Some Messages from Economics • Employees pay for their benefits one way or another. THIS IS IMPORTANT! • To employers: Increasing premium shares is probably worse (or no better) than reducing raises. • Be careful about increased cost sharing. • To workers: Don’t decline coverage unless the premium you pay is much higher than the benefits you expect to get. • Charity care isn’t that great.
Some Important Factoids • For many workers, increasing worker premiums increases taxable income, given total compensation. • And it drives workers to become uninsured: so how fit with employer objectives? Ask this! • Very healthy workers might find group insurance a bad deal, especially if they are stoic when uninsured or can find terrific individual coverage. • But unlikely that young workers get back average employer contribution. Pay Starbucks wage?
Confronting Irrationality • If it is irrational to raise worker premium shares, why do employers do it? • Myopic people in silos, “Everybody else is doing it,” heterogeneity of workforce. • If it is irrational to drop coverage in the face of a small premium relative to benefits, why do workers do it? • Misinformation, economic inertia.
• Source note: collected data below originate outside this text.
PR #2655, opened 2022-06-30
Fix #2654: Uncap money serverside

### LINKED ISSUE #2654: Unlimit player money serverside

``setPlayerMoney`` clientside is not capped to an arbitrary value like ``99999999``, it lets you use all the values of the ``long`` type, so you could set up to ``2147483647``, which is 21 times larger than the capped version.

On ``bool CStaticFunctionDefinitions::SetPlayerMoney`` in ``Server/mods/deathmatch/logic/CStaticFunctionDefinitions.cpp`` there is this line of code:

```c
// Is it above 99999999? Limit it to it
if (lMoney > 99999999)
    lMoney = 99999999;
// Is it below -99999999?
else if (lMoney < -99999999)
    lMoney = -99999999;
```

I am unaware of a reason why we should cap the money. You can already pass a value larger than ``99999999`` on ``setPlayerMoney`` serverside, but it will be capped. Also, you can set numbers larger than ``2147483647`` which makes the value revert down to ``-2147483647``.

If I am not incorrect, you can already have more than 100M in cash on singleplayer
image

The vanilla HUD can show up to 999M, altought if you don't use the ``instant`` argument it will take a few minutes for it to show it, since it keeps adding money up.

image
(My real money on this picture is ``2147483647``)

The money value should not be capped serverside. Or, at least, it should be capped to the biggest value the vanilla HUD can show, which is ```999'999.999``` and not ```99'999.999```.

Cap the value clientside and make it consistent.

### Additional context

This can help server-owners that don't use a custom money system and are approaching the 99M value on some of their users accounts.

This is an easy fix and it should not break anything. I do not understand a reason why this is capped, maybe they were trying to save some bandwidth? I don't understand how that would work since the value it's still ``long`` and does not seem to be changed.

If someone knows a problem that could be generated by this, please, let me know.

### Security Policy

PlatinMTA:
This closes #2654. Maybe this PR should also block using a value argument larger than ``2147483647``, but we already had overflowing values with this function.


CrosRoad95:
did  you, anyone found backward compatibility issue?

Lpsd:
The only issue I can think of, is resources which are relying on the server-side variant of this function being capped.

As for backwards compatibility issues that break scripts, of course it's possible (depending on the amount of spaghetti code), but I can't think of any reasonable scenario where this change should break your script. Again, unless you have some spaghetti-fied logic.

It's actually better this way, because currently if you wanted to bypass the server limit, you'd have to set the money on the client - which obviously can't be trusted - so we'll be doing people a favor.

I'm fine with this change

CrosRoad95:
MAYBE! for now this feature should be hidden behind some flag

PlatinMTA:
I can't think of a resource that will break with this change. The only thing that was changed is that now, when you pass values higher than 99M, you will actually set values higher than 99M. You could always overflow the value.*

The only thing I could think scripters are doing is checking that the value they are trying to set is never above 99M, because that would mean they are giving players less money.

I forgot to update ``givePlayerMoney``. Also, fun fact, you could already set up more than 99M serverside for a player, using ``takePlayerMoney`` with negative values:

```lua
run takePlayerMoney(me, -150000000)
run getPlayerMoney(me)
```

``Command results: 150000000 [number]``


*Maybe an anti-cheat system that checks if the money of the player is above 99M. Highly unlikely imo.

Lpsd:
> MAYBE! for now this feature should be hidden behind some flag

I think it's fine, next release is 1.6 and we're being a bit more relaxed on this kind of stuff - anyway this is a really minor change with little to no impact.

patrikjuvonen:
We first need to understand the underlying reasons behind this behavior before we change it. I'll try to ask around.

patrikjuvonen:
Cazomino:
> There's definitely a wrap around bug in SA that causes it to wrap, I don't know where that is but I don't think it was an int32
> In some cases like that we restricted it to something sensible which was far less though
> It might also be a rendering issue in the UI

qaisjp:
> i would check what happens if you remove the limit and test it out

woovie:
> character limit on cash display?

ryden didn't know.

I'll still ask ccw, but I think cazo is probably right.

We need to triple check that changing this behavior doesn't break money: the actual value, the displayed value, the UI. Everything needs to be 100% consistent across the board.

Since the max value in the GTA display is 999.999.999, then that is what the limit should be, as long as everything works absolutely the same. Going beyond the UI limit means a broken UI (we don't want that). And by going beyond what the game actually supports (whatever data type it actually is), can cause game breaking bugs, which is not what we want either.

This change would obviously also have an effect for those who depend on the current limit to be there. How likely is it to cause (major) issues? Probably not very likely. But we need to understand this, that's why deprecations and upgrade notices exist. It all needs to be documented.

As for why the client version doesn't have the limit, no one knows. Could have been a deliberate design decision, networking related, security related, simply overlooked, whatever. Right now though I don't see the point of supporting more than what the UI can display. If servers need larger values, they'll need a custom UI element and custom store for the money value. The alternative is to rewrite the native renderer and wrap any money related functionality with our own system. Neither of which I don't think is all that wanted at the end of the day (just get a lua resource for that).

PlatinMTA:
I'm fine with changing the cap from 99M to 999M. Do we fix the takePlayerMoney issue? Maybe some servers are using that method in order to bypass the cap.

I won't be capping ``takePlayerMoney`` for the moment.

patrikjuvonen (approved):

PR #2659, opened 2022-07-03
Workaround fix for "Climbing over certain objects kills you, when you have high FPS" (#602)

### LINKED ISSUE #602: Climbing over certain objects kills you, when you have high FPS
**Describe the bug**
A single player bug (if you turned off frame limiter) where climbing over certain objects will rapidly drain your health and almost always kill you.

**To reproduce**
```lua
run setFPSLimit(100) me.position = Vector3(2262.86035, 169.6757, 31.4844) me.rotation = Vector3(0, 0, 1.5)
```
Jump, your player should then try to climb over it and die.

**Expected behaviour**
Not dying would be nice but can't be expected since this is a GTA SA high frame dependent bug,

**Screenshots**

**Version**
Both are v1.5.6-release-14414

**Additional context**
Alternative positions:
```lua
run me.position = Vector3(2520.356, -1692.440, 18.47)
```
```lua
run me.position = Vector3(921.3, -1283.7, 18.32)
```

From https://bugs.mtasa.com/view.php?id=7155

lopezloo:
This PR introduces workaround fix for "Climbing over certain objects kills you, when you have high FPS" (#602). It's basically the same fix as [script fix for this issue](https://github.com/multitheftauto/mtasa-blue/issues/602#issuecomment-1167673919) but done in mtasa-blue instead. We basically cancel ped damage in certain case, when:

- there is no attacker
- damage type is fall
- hit zone is torso
- ped has jump task
- ped has climb task

(in script version of this fix there is also check for `TASK_COMPLEX_IN_AIR_AND_LAND` task but it's redudant and makes it actually not working in some cases)

<sub>(damage sound is still being played)</sub>


PlatinMTA:
Crash on server connection

```
Version = 1.5.9-custom.0.000
Time = Mon Jul  4 19:48:44 2022
Module = D:\Rockstar Games\GTA San Andreas\gta_sa.exe
Code = 0xC0000005
Offset = 0x001B5209

EAX=21A54830  EBX=00000000  ECX=00000000  EDX=00000092  ESI=00000C90
EDI=00000000  EBP=008E2CB0  ESP=0177FD08  EIP=005B5209  FLG=00210297
```

sbx320:
Wouldn't it be more advisable to fix the source of the damage, rather than applying a workaround?

lopezloo:
> Wouldn't it be more advisable to fix the source of the damage, rather than applying a workaround?

I don't know what is the cause of this bug. It's looped fall damage happening during climb task. I think it happens because ped both touches the ground (like it would fall off) and starts climbing at near same time. Maybe climb task overrides the fall off task and then game tries to initiate the fall off task again forever? But even if that's the cause - how to exactly patch this in SA?

PlatinMTA:
Doesn't SilentPatch fix this? I'm not completely sure it does.

lopezloo:
> Doesn't SilentPatch fix this? I'm not completely sure it does.

I don't think so. There are no framerate related fixes in SilentPatch AFAIK. And this issue is quite minor by the way.

PlatinMTA:
> Crash on server connection
> 
> ```
> Version = 1.5.9-custom.0.000
> Time = Mon Jul  4 19:48:44 2022
> Module = D:\Rockstar Games\GTA San Andreas\gta_sa.exe
> Code = 0xC0000005
> Offset = 0x001B5209
> 
> EAX=21A54830  EBX=00000000  ECX=00000000  EDX=00000092  ESI=00000C90
> EDI=00000000  EBP=008E2CB0  ESP=0177FD08  EIP=005B5209  FLG=00210297
> CS=0023   DS=002B  SS=002B  ES=002B   FS=0053  GS=002B
> ```

Just noticed, I had the same crash with #directx11 and #2663, so it's probably on my end (always using the artifacts, and the crash comes after joining a server). I don't crash on nightlies or normal versions.

lopezloo:
This bug could be possibly fixed by patching this in SA:
https://github.com/codenulls/gta-reversed/blob/3cfeabd54aa9cefab3b8770aaec730d19b579e55/source/game_sa/Tasks/TaskTypes/CTaskSimpleClimb.cpp#L189
https://github.com/codenulls/gta-reversed/blob/3cfeabd54aa9cefab3b8770aaec730d19b579e55/source/game_sa/Tasks/TaskTypes/CTaskSimpleClimb.cpp#L210

Canceling this damage in MTA seems to be working well though.

lopezloo:
Closing in favor of #2667.

lopezloo:
#2667 doesn't work for one particular position. I'm reopening this.

PlatinMTA:
Can we get this merged? We have uncapped the fps for almost a year now and this issue stills bothers users with high fps.

ghost:
@PlatinMTA before it happens you can use Lua version of it i guess? It doesn't really touch the default damage, unless some circumstances are met. Either the one from here or [example from wiki](https://wiki.multitheftauto.com/wiki/SetFPSLimit#Fix_for_climbing_over_certain_objects)

PlatinMTA:
> @PlatinMTA before it happens you can use Lua version of it i guess? It doesn't really touch the default damage, unless some circumstances are met. Either the one from here or [example from wiki](https://wiki.multitheftauto.com/wiki/SetFPSLimit#Fix_for_climbing_over_certain_objects)

That one works, this one doesn't https://github.com/multitheftauto/mtasa-blue/issues/602#issuecomment-1167673919

Thank you srsly

botder (dismissed):
I wonder how the call stack looks like when you place a breakpoint in that special case. I don't really like this fix, because it ran ~400 times for a single jump and climb in my test.

```
client.dll          CClientGame::ApplyPedDamageFromGame
client.dll          CClientGame::DamageHandler
client.dll          CClientGame::StaticDamageHandler
multiplayer_sa.dll  ProcessDamageEvent
multiplayer_sa.dll  HOOK_CEventDamage__AffectsPed
gta_sa.exe          004ab4c4 CEventGroup::Add
gta_sa.exe          005e2fac CPed::ProcessEntityCollision
gta_sa.exe          0054c962 CPhysical::ProcessCollisionSectorList
gta_sa.exe          0054da89 CPhysical::CheckCollision
gta_sa.exe          0054e4fc CPhysical::ProcessCollision
gta_sa.exe          00568776 CWorld::Process
multiplayer_sa.dll  HOOK_CGame_Process
multiplayer_sa.dll  HOOK_Idle
```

Some Messages and Some Policies • Maybe almost all of the employee “dropees” have already dropped. • Maybe employers will respond to labor market competition when the economy recovers (since they have goofed before). • Maybe more transparency/better information is a government job too.
My Messages for Policy • Dealing with the uninsured through employer provided coverage is like pushing with a rope (a strong rope): You can’t push but you can pull. Are there ways of improving matching, reacting, and transparency? Drop the fig leaf; total compensation approach as public policy? • Would greater tax neutrality help or hurt? • Can the political process come to terms with cost and crowd-out/tax cuts?